Work required » Within the data below, state how many lines contain the string "against". Provide the number only.
=== Provided records ===
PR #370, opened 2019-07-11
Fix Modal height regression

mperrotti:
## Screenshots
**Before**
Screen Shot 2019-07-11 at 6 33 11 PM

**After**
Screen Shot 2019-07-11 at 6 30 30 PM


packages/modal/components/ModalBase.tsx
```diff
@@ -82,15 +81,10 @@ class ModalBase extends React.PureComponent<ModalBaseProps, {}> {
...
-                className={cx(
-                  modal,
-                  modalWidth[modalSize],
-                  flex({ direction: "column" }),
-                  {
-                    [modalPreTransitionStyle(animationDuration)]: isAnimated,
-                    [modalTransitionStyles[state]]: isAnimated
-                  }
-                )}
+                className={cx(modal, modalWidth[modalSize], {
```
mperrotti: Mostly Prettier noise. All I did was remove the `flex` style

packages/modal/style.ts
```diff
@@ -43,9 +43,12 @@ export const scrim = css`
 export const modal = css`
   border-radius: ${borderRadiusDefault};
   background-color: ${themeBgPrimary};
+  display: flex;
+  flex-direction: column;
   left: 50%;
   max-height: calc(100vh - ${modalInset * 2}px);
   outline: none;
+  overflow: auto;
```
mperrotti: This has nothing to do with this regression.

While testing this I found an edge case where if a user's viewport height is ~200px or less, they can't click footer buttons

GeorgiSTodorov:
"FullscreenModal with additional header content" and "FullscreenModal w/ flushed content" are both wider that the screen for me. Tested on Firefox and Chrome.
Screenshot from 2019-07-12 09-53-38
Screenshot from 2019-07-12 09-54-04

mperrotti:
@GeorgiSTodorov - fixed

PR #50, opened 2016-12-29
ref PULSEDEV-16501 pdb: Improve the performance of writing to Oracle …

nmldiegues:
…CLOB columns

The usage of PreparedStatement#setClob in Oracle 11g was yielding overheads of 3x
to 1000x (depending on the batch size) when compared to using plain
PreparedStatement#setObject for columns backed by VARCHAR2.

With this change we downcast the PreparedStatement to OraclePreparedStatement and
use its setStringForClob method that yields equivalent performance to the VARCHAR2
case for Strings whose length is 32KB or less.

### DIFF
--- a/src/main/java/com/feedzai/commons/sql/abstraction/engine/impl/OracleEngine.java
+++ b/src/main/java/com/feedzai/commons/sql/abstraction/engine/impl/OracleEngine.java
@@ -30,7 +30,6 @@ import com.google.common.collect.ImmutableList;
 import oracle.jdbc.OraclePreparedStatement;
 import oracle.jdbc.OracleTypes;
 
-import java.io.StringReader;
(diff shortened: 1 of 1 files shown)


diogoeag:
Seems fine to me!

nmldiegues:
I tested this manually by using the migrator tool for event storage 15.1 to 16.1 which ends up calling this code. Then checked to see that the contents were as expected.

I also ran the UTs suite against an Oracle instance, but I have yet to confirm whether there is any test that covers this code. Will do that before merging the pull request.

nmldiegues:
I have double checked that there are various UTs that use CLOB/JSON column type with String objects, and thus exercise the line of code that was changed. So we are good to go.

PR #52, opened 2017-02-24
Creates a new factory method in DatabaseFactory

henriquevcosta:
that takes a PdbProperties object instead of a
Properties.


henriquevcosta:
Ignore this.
===
=== Provided records ===
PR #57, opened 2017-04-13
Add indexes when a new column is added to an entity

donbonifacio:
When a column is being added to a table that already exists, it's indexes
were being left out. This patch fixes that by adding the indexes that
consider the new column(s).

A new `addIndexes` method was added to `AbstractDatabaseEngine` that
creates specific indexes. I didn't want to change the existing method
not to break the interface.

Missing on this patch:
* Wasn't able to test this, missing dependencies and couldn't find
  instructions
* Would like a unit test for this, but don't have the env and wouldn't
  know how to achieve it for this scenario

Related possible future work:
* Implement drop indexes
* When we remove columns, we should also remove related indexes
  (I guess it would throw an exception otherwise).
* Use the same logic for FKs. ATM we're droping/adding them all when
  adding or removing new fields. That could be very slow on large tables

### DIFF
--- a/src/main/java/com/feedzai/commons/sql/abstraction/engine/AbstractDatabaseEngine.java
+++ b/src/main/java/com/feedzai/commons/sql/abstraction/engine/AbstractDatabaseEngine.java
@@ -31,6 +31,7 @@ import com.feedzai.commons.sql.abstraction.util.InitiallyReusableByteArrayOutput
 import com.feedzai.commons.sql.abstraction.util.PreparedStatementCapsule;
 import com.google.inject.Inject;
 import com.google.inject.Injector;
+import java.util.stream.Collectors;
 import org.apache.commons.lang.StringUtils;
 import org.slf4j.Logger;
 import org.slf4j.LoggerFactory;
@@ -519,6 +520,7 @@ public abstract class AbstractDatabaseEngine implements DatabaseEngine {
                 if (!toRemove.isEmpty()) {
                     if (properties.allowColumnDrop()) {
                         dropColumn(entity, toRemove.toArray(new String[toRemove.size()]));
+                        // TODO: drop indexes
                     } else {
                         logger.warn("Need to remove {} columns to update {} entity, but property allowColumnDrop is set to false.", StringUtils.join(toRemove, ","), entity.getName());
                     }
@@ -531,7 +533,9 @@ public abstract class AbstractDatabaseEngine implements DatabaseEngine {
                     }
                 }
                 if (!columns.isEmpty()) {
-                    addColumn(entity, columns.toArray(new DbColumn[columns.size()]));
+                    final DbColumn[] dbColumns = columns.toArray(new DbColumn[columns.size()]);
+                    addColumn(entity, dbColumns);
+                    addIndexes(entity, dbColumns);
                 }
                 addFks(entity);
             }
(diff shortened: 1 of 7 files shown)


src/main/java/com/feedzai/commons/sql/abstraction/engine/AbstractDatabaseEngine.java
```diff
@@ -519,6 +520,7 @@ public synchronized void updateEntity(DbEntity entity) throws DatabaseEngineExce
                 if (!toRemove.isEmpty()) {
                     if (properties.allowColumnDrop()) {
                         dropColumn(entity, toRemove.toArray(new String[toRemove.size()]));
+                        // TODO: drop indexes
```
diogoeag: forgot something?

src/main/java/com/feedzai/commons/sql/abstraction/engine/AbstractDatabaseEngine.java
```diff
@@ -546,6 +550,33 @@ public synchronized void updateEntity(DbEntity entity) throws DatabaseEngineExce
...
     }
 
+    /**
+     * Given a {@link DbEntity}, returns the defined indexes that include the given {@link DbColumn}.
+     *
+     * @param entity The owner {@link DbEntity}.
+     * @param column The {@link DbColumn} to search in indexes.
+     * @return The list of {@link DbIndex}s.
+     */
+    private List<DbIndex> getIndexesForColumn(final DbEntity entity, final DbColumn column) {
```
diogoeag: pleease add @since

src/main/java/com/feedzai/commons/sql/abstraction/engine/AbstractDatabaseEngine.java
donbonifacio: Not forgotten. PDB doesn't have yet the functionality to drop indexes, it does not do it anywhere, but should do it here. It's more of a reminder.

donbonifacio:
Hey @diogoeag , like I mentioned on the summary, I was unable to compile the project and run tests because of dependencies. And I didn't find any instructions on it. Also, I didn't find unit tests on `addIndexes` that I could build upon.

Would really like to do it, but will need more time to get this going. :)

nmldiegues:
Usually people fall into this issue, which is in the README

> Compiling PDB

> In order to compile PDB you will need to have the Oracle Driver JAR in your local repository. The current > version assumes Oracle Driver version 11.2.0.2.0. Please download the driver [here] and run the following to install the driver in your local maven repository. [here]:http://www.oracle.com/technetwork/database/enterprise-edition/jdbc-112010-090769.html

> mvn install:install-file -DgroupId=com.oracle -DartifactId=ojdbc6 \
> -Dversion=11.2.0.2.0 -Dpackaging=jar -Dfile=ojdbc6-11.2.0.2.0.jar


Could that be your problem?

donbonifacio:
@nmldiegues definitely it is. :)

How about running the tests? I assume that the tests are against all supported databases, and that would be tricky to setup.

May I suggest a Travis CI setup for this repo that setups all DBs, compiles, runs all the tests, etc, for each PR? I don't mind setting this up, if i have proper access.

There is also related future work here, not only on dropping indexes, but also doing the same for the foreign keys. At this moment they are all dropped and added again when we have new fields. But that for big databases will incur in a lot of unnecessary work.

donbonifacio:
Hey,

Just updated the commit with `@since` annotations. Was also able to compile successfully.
===
Response » 2